* [Task requirements]: When a line in the data below includes "that", count it; then give only the total.
---------- Data section
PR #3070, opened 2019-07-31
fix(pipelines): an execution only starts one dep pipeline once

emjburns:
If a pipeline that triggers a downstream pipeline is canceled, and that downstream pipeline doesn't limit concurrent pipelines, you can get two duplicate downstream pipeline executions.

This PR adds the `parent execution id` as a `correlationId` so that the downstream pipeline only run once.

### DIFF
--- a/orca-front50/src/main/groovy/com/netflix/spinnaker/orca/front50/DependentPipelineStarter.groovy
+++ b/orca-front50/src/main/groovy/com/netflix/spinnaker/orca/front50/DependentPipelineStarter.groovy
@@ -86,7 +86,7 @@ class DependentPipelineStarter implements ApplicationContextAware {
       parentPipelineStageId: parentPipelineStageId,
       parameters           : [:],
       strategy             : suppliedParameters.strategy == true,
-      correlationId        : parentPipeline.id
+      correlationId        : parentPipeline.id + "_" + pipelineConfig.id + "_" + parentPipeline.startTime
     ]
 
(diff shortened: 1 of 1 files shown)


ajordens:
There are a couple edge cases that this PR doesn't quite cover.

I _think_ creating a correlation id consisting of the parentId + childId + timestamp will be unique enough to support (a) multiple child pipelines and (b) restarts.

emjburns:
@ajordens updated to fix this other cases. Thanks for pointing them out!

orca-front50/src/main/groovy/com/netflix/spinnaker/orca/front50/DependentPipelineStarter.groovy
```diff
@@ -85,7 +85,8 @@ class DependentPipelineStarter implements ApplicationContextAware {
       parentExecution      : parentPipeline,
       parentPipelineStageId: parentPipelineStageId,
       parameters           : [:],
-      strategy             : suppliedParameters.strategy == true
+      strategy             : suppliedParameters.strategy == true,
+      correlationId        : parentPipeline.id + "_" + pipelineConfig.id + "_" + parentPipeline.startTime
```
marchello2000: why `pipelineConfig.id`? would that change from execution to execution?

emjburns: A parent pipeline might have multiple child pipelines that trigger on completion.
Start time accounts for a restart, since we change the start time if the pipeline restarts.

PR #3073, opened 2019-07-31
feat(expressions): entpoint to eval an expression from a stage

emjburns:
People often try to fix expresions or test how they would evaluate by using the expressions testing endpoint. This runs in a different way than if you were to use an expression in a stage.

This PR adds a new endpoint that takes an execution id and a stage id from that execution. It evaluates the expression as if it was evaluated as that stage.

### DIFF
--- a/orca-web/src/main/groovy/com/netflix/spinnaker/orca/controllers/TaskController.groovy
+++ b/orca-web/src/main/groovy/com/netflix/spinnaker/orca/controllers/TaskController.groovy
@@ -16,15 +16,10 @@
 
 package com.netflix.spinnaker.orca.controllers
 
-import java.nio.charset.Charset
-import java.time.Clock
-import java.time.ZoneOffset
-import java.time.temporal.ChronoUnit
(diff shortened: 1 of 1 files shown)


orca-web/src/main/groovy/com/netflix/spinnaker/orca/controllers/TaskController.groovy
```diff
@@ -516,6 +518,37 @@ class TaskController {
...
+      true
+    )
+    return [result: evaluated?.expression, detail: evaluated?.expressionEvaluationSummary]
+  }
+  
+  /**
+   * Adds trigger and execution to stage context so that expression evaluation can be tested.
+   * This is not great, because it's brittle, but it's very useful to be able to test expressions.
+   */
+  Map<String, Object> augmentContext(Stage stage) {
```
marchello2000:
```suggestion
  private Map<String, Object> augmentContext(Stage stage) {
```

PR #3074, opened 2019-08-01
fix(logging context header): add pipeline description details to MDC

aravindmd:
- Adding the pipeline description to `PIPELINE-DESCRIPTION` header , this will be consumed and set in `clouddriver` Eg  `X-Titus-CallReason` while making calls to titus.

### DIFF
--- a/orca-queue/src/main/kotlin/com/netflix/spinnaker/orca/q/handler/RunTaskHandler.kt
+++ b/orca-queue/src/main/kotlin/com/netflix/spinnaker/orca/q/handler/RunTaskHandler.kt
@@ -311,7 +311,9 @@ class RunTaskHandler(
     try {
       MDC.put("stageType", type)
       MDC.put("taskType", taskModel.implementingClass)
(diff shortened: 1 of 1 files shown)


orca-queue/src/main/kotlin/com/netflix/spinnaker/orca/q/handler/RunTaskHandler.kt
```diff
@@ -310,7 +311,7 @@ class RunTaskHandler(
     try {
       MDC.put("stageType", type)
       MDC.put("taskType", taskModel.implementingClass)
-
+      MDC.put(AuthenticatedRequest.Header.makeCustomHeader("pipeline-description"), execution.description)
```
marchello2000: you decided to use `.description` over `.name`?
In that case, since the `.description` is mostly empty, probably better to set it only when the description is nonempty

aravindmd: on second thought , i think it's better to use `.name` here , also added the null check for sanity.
--------------------
* [Solution to this task]: 8